Esos muchachos, Luis Moya, mexicano (1907), pintor, escenógrafo de teatro, cineasta, y Alicia Moreno Vélez, de Fredonia, Antioquia, (1917), de profesión mujer paisa, se casaron hace ochenta años en Medellín, segunda ciudad colombiana, por puro amor-humor al arte.

La jovencita curiosa le preguntó cuánto costaba uno de los cuadros que el pintor exhibía (1933). La pregunta se convirtió en matrimonio porque, finalmente, Alicia se quedó con el pecado y con el género: con el artista y su obra.

Setenta y siete años después —tiene 79— Rodrigo Moya, fotorreportero, documentalista independiente desde 1955 hasta finales de 1967, editor, impresor, medio diseñador, buzo, poeta y escritor laureado, regresó a Medellín, donde nació.
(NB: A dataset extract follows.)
Issue #36753, opened 2023-02-16
[BITV] 9.1.1.1a/2.1 - The Nextcloud logo (link) does not have an alternative text. A suitable alternative text could be "Nextcloud - Go to dashboard."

Fue uno de los grandes invitados a la fiesta del libro que termina este domingo.

Los gentiles poco sabíamos de su vida y milagros. Es anónimo en Macondo, pero para la cátedra es uno de los fotógrafos más prestigiosos de América. Lo dicen el Nobel García Márquez y su esposa Mercedes, quienes frecuentaban la casa de su mamá, Alicia, quien oficiaba como espléndida anfitriona, embajadora alterna de Colombia en tiempos de la dictadura rojista y doctora Corazón de paisanos desarraigados.

García Márquez decidió que fuera Moya quien le tomara las fotos para la primera edición en inglés de un “librito” llamado Cien años de soledad (1967), y luego para que perpetuara (1977) el derechazo con el que Vargas Llosa lo noqueó y le dejó un ojo “colombino”. Ojo moro, le dicen los meros machos.

“Guarda las fotos y mándame unas copias”, le dijo el Gabo antes de partir. Así lo hizo. Luego encaletó las fotos durante 30 años y solo las publicó cuando se cumplieron los ochenta del Nobel y los cuarenta de la primera edición de Cien años.

El del nocaut de Vargas Llosa fue un episodio de crónica roja en el que se mezclaron política, según don Gabo, y celos por líos de faldas, según su mujer, doña Gaba. “Es que Mario es un celoso estúpido”, le contó Mercedes Barcha a Moya.

Moya volvió a su tierra convertido en el “Borges de la fotografía”, un apodo debido a Guillermo Angulo, su maestro, y quien fue uno de los lazarillos durante su visita a Medellín, junto con la artista británica, Susan Flaherty. Angulo niega paternidades: “La fotografía no se puede enseñar porque es una manera personal de ver el mundo”.

“Ando fallo de vista, así que escribir para mí es como armar una caja de tipos móviles al estilo gutenbergiano”, sostiene Moya. El fotógrafo que retrató al Che Guevara y documentó movimientos guerrilleros en América, agrega: “Tome en cuenta que apenas veo las teclas y, a estas alturas, el monitor es como el sol visto de frente al mediodía”.

Moya, amante del blanco y negro, el color de la vida, ha dicho sobre su oficio fotográfico: “Mi enfoque se dirigió al ser humano, su ámbito, sus carencias y sus luchas. Trabajé siempre conmovido por la belleza, o ante el horror de los abismos sociales”.

En su fugaz visita a su tierra se desatrasó de nostalgias gastronómicas y musicales. Y trajo una cámara de 35 mm de los años ochenta. “Con una buena foto que tome de Medellín me daré por bien servido”, comentó el artista.